Evaluation of late cardiotoxicity with pulsed Doppler echocardiography in patients treated for Hodgkin's disease

Abstract
Summary. The impact of valvular, myocardial and pericardial abnormalities on cardiac haemodynamics in patients treated for Hodgkin's disease with COPP/ABVD with and without mediastinal irradiation was determined in 49 patients 2–10 years after induction therapy. Diagnostic procedures to evaluate cardiac function consisted of history, physical examination, exercise bicycle stress test, M‐mode two‐dimensional and pulsed Doppler echocardiography. No patient reported symptoms related to cardiomyopathy, and only one of the 49 had evidence of coronary heart disease. Pericardial thickening was seen on echocardiograms in 19/49 patients (38.8%), valvular thickening in 21/49 (42·9%), and reduced fractional shortening in 9/49 (18·4%).
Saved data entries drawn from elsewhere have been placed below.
PR #1965, opened 2026-07-14
Guard zero-based FK fixup against re-pointing propagated temp FKs at record 0 (#1824)

### LINKED ISSUE #1824: Zero-based FK fixup would silently re-point propagated temp FKs at record 0 — add a defensive guard
## Problem

`ApplyZeroBasedIdentityFixups`'s FK branch (`Game.Infrastructure/Database/GameContext.cs:956-974`) forces *any* temporary int FK referencing a zero-based principal to literal `0`, without distinguishing "EF read an intended 0 as unset" (the case it exists for) from "EF propagated a temporary key from an `Added` principal in the same save" (where 0 is wrong).

## Failure scenario (latent)

Add a new `Item` (Added, temp key) with `ItemAttribute` rows attached via navigation in one `SaveChangesAsync`: relationship fixup marks the children's `ItemId` temporary; `ForceZero` clears the flag and writes `0`; the children insert against item 0 — which exists, so the FK passes and the corruption is **silent**. No current path does this (admin repos build navigation-free entities against existing parents; the content seeder bypasses the change tracker via `EntityRowInserter`) — but the failure mode is silent data corruption and the guard is cheap. The PK branch already documents its own defensive posture (#1003); the FK branch has no equivalent guard or comment.

## Suggested fix

Skip `ForceZero` (or throw) when the FK's principal entry is tracked `Added` with a temporary key, plus a short comment mirroring the PK branch's. A unit/integration test creating a principal + children via navigation in one save pins it.

ginderjeremiah:
## Summary

`GameContext.ApplyZeroBasedIdentityFixups`'s FK branch forced *any* temporary int FK referencing a zero-based-identity principal (`Item`, `Enemy`, `Zone`, …) to the literal `0`, without distinguishing:

- **"EF read an intended 0 as unset"** — the case the fixup exists for (a genuine FK to record 0 gets misread as an unset store-generated value and needs forcing back to the literal `0`).
- **"EF's relationship fixup propagated a temporary key from an `Added` principal in the same save"** — e.g. adding a new `Item` with `ItemAttribute` rows attached via navigation in one `SaveChangesAsync`. Here, forcing the child's FK to `0` silently re-points the insert at the *existing* record 0 instead of letting EF resolve it to the *new* principal's real generated id once the insert commits — a silent data-corruption failure mode.

No current production path triggers this (admin repos build navigation-free entities against existing parents; the content seeder bypasses the change tracker), so the bug was latent — but the fix is cheap and closes the gap before any future navigation-based add hits it.

## Changes

- **`GameContext.cs`**: `ApplyZeroBasedIdentityFixups` now does a pre-pass over the change tracker to collect `(EntityType, TempKeyValue)` for every zero-based-identity principal that is `Added` with a still-temporary key in this save. The FK branch then skips `ForceZero` for any FK whose temporary value matches one of those — leaving it for EF's own key-fixup (which runs during the real insert) to resolve to the principal's real generated id — and still forces to `0` in every other case, exactly as before.
- `ZeroBasedFixup.ForeignKeyProperties` now carries a `ForeignKeyFixup(PropertyName, PrincipalEntityType)` per FK instead of a bare property name, so the guard can identify which principal type/entry each FK targets.
- **Tests**: updated the existing `BuildZeroBasedFixups` assertions for the new `ForeignKeyFixup` shape, and added a new regression test (`ApplyZeroBasedIdentityFixups_ForNavigationAddedChildOfANewPrincipal_LeavesThePropagatedForeignKeyTemporary`) that adds a new `Enemy` with an `EnemySkill` attached via navigation — mirroring the issue's exact failure scenario — and asserts the propagated `EnemyId` FK is left temporary while an unrelated `SkillId` FK (still genuinely referencing record 0) is correctly forced to `0`.

## Test plan

- [x] `dotnet build` — solution builds clean, 0 warnings
- [x] `dotnet test Game.Infrastructure.Tests` — all 64 tests pass, including the new regression test
- [x] `dotnet test` (full solution, against the session's Postgres/Redis containers) — 3137 tests pass (`Game.Core.Tests`, `Game.Infrastructure.Tests`, `Game.Application.Tests`, `Game.Api.Tests`)

Closes #1824

https://claude.ai/code/session_012LFPere1ttNWzQqMqrrW8Q

---
_Generated by [Claude Code](https://claude.ai/code/session_012LFPere1ttNWzQqMqrrW8Q)_

### DIFF
--- a/Game.Infrastructure.Tests/GameContextZeroBasedIdentityFixupTests.cs
+++ b/Game.Infrastructure.Tests/GameContextZeroBasedIdentityFixupTests.cs
@@ -56,7 +56,7 @@ namespace Game.Infrastructure.Tests
             Assert.Null(enemySkillFixup.KeyProperty);
             Assert.Equal(
                 [nameof(EnemySkill.EnemyId), nameof(EnemySkill.SkillId)],
-                enemySkillFixup.ForeignKeyProperties.OrderBy(p => p));
+                enemySkillFixup.ForeignKeyProperties.Select(fk => fk.PropertyName).OrderBy(p => p));
         }
 
         [Fact]
@@ -74,7 +74,7 @@ namespace Game.Infrastructure.Tests
             Assert.True(fixups.TryGetValue(playerType, out var playerFixup));
             Assert.Equal(
                 [nameof(Player.ClassId), nameof(Player.CurrentZoneId)],
-                playerFixup.ForeignKeyProperties.OrderBy(p => p));
+                playerFixup.ForeignKeyProperties.Select(fk => fk.PropertyName).OrderBy(p => p));
         }
 
         [Fact]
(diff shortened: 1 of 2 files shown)


ginderjeremiah (commented):
## Review: Guard the zero-based FK fixup against forcing propagated same-save temp FKs to record 0 (#1824)

**Verdict:** Approve *(submitted as a comment because I'm the PR author; no gating event is possible on one's own PR)* — the change closes exactly the latent gap #1824 describes, is well-targeted, and is pinned by a test that reproduces the failure scenario.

The Doppler‐derived mean E and A (±SD) of transmitral flow were 0·75 ± 0·14 m/s and 0·56 ± 0·09 m/s, respectively, in patients receiving chemotherapy and 0·81 ± 0.19 m/s and 0·63 ± 0·20 m/s in those with additional mediastinal irradiation. There was no statistically significant difference between mean E and A in transmitral flow in patients treated for Hodgkin's disease and control subjects. Furthermore, the transtricuspid and hepatic vein flow velocities did not differ significantly. Although the present study demonstrates high frequencies of pericardial and valvular thickening in patients treated for Hodgkin's disease with the COPP/ABVD regimen with or without mediastinal irradiation, it showed no impact on cardiac flow velocities. The abnormalities might thus be of minor clinical relevance in these patients.